TIBCOSoftware / snappydata

Project SnappyData - memory optimized analytics database, based on Apache Spark™ and Apache Geode™. Stream, Transact, Analyze, Predict in one cluster
http://www.snappydata.io
Other
1.04k stars 202 forks source link

What is the plan/roadmap for supporting Hive metastore tables stored in HDFS and SnappyData tables via SQL? #762

Open LarrySchumacher opened 7 years ago

LarrySchumacher commented 7 years ago

Can SnappyData tables coexist with Hive metastore tables stored on HDFS? If not is this capability planned for a future release?

We have a large HDFS/Spark cluster with a large amount of data stored in HDFS as Hive metastore tables.

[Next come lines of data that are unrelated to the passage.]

PR #141, opened 2023-08-27
v0.3.1

ids1024:
Softbuffer is broken on recent builds of Redox without the fix here, so it's helpful to have a new release that fixes it. We seem to have accumulated a few non-breaking fixes, so it seems like a good enough time to do a release anyway.

Disabling `fetch` on Windows could be considered breaking, but it doesn't change the API, was broken anyway, and is likely unused. So I don't think that's an issue.

### DIFF
--- a/CHANGELOG.md
+++ b/CHANGELOG.md
@@ -1,7 +1,14 @@
-# UNRELEASED
+# 0.3.1
 
 * On X11, fix the length of the returned buffer when using the wire-transferred buffer.
 * On Web, fix incorrect starting coordinates when handling buffer damage.
+* Or Redox, use `MAP_SHARED`; fixing behavior with latest Orbital.
+* Error instead of segfault on macOS if size isn't set.
+* Add `OffscreenCanvas` support in web backend.
+* Add DRM/KMS backend, for running on tty without X/Wayland.
+* Make `fetch` error on Windows, where it wasn't working correctly.
+* Implement `Error` trait for `SoftBufferError`.
+* Dependency updates.
 
 # 0.3.0
 
--- a/Cargo.toml
+++ b/Cargo.toml
@@ -1,6 +1,6 @@
 [package]
 name = "softbuffer"
-version = "0.3.0"
+version = "0.3.1"
 edition = "2021"
 license = "MIT OR Apache-2.0"
 description = "Cross-platform software buffer"


ids1024:
I have no idea what's going on with the link errors for the Windows CI; I guess some testing there is warranted before a release, though I'm not currently booted into Windows...

CHANGELOG.md
```diff
@@ -1,3 +1,13 @@
+# 0.3.1
+
+* DRM/KMS backend
+* Use `MAP_SHARED` on Redox; fixing behavior with latest Orbital
+* `OffscreenCanvas` support in web backend
+* Error instead of segfault on macOS if size isn't set
+* Make `fetch` error on Windows, where it wasn't working correctly
+* Implement `Error` trait for `SoftBufferError`
+* Dependency updates
```
notgull, line 9: I think that some of these lines are useful as commit messages for us as developers, but as less useful as changes for users. For instance:

```
* DRM/KMS backend
```

Should probably be something more like:

```
* Add support for using `softbuffer` on raw TTYs, using the DRM/KMS interface.
```

Also, it would be nice if these entries were accompanied by PR numbers where applicable.

notgull (changes requested):

notgull:
I'll look into the Windows errors

jackpot51:
Any updates on this?

ids1024:
It looks like https://github.com/rust-windowing/softbuffer/issues/142 isn't really related to softbuffer, so that probably doesn't block a release...

May be better to release before merging https://github.com/rust-windowing/softbuffer/pull/149, since winit will still be using 0.30 (pending https://github.com/Smithay/client-toolkit/pull/403, etc.)

jackpot51:
I agree. @notgull what do you think, can we do a release if the windows issue is not a regression?

ids1024:
https://github.com/rust-windowing/softbuffer/pull/150 could be good to get in the release, if @daxpedda thinks that PR is good. (The Web backend is probably the one I'm least familiar with.)

daxpedda:
> #150 could be good to get in the release, if @daxpedda thinks that PR is good. (The Web backend is probably the one I'm least familiar with.)

Indeed, would be nice to wait for that, I'm reviewing it as we speak.

notgull:
> I agree. @notgull what do you think, can we do a release if the windows issue is not a regression?

I'm fine with it.

notgull (approved):

jackpot51:
@ids1024 are you able to tag/publish a release?

ids1024:
I already released on crates.io. I hadn't thought to tag a release on Github, but I've done that now.

PR #148, opened 2023-09-06
Fix length of returned buffer on x11 when using the wire-transferred buffer

tronical:
total_len() computes the number of bytes, while the wire Vec holds u32.

### DIFF
--- a/CHANGELOG.md
+++ b/CHANGELOG.md
@@ -1,3 +1,7 @@
+# UNRELEASED
+
+* On X11, fix the length of the returned buffer when using the wire-transferred buffer.
+
 # 0.3.0
 
 * On MacOS, the contents scale is updated when set_buffer() is called, to adapt when the window is on a new screen (#68).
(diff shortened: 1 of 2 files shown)


tronical:
This is reproducible using this simple "test case"

```patch
diff --git a/examples/winit.rs b/examples/winit.rs
index fe5a82b..2a7578c 100644
--- a/examples/winit.rs
+++ b/examples/winit.rs
@@ -42,6 +42,7 @@ fn main() {
                     .unwrap();

+                assert_eq!(buffer.len(), width as usize * height as usize);
                 for y in 0..height {
                     for x in 0..width {
                         let red = x % 255;
```

notgull (approved):
Thanks!

tronical:
Would you folks be willing to release a 0.3.1 with this fix included?

The overall use-case we noticed is that when using softbuffer under WSL with X11, there's no shm transport and thus the wire transfer is chosen, which is unfortunately broken. It's quite easy to run into this though by simply choosing a distro that's not using wayland, for example one with XFCE.

PR #149, opened 2023-09-08
wayland: Update to wayland-client 0.31

ids1024:


.github/workflows/ci.yml
```diff
@@ -77,9 +77,13 @@ jobs:
         targets: ${{ matrix.platform.target }}
         components: clippy, rust-src
 
+    - name: Install libwayland
+      if: (matrix.platform.os == 'ubuntu-latest')
+      run: sudo apt-get update && sudo apt-get install libwayland-dev
+
     - name: Install GCC Multilib
       if: (matrix.platform.os == 'ubuntu-latest') && contains(matrix.platform.target, 'i686')
-      run: sudo apt-get update && sudo apt-get install gcc-multilib
```
notgull, line 82: Huh?

notgull (approved):
Looks good to me aside from one minor conclusion.

.github/workflows/ci.yml
ids1024: The way Github chose to display the diff is interesting, but this line now runs just `apt-get install` and not `apt-get update`, since the previous step will already have done an `apt-get update`.

notgull: Alright, that makes sense to me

We are adding a SnappyData cluster to the mix and would like to be able to access both SnappyData tables and Hive metastore tables stored on HDFS via SQL.

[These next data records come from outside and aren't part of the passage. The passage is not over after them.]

PR #150, opened 2023-09-08
fix(web): optimize and fix present_with_damage

CBenoit:
This patch fixes the `present_with_damage` implementation for the web backend. `CanvasRenderingContext2D`’s `putImageData` was used incorrectly.

As per [Mozilla documentation](https://developer.mozilla.org/en-US/docs/Web/API/CanvasRenderingContext2D/putImageData):

> imageData
>
>   An ImageData object containing the array of pixel values.
>
> dx
>
>   Horizontal position (x coordinate) at which to place the image data
>   in the destination canvas.
>
> dy
>
>   Vertical position (y coordinate) at which to place the image data
>   in the destination canvas.
>
> dirtyX
>
>   Horizontal position (x coordinate) of the top-left corner from which
>   the image data will be extracted. Defaults to 0.
>
> dirtyY
>
>   Vertical position (y coordinate) of the top-left corner from which
>   the image data will be extracted. Defaults to 0.

As such, `dx` is different from `dirtyX` and `dy` is different from `dirtyY`.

jramnara commented 7 years ago

Is this not working? If the Hive table was created using a format supported in Spark like Parquet or ORC, you should be able to create an external table simply pointing your path to the HDFS folder, no ? Is this works, then, you can work with these external tables along with Snappy Tables in the same query, etc.

Or, using a SparkSession enabled with Hive - you can create a SparkSession with Hive enabled (org.apache.spark.sql.SparkSession.builder.enableHiveSupport.getOrCreate) , create tables and access using this session instance. And, you can access Snappy Tables using a SnappySession. Unfortunately, you cannot join tables accessible like this with Snappy Tables in the same query.

When it comes to automatically integrating with an external Hive meta store, we would need to explore if and how this is possible.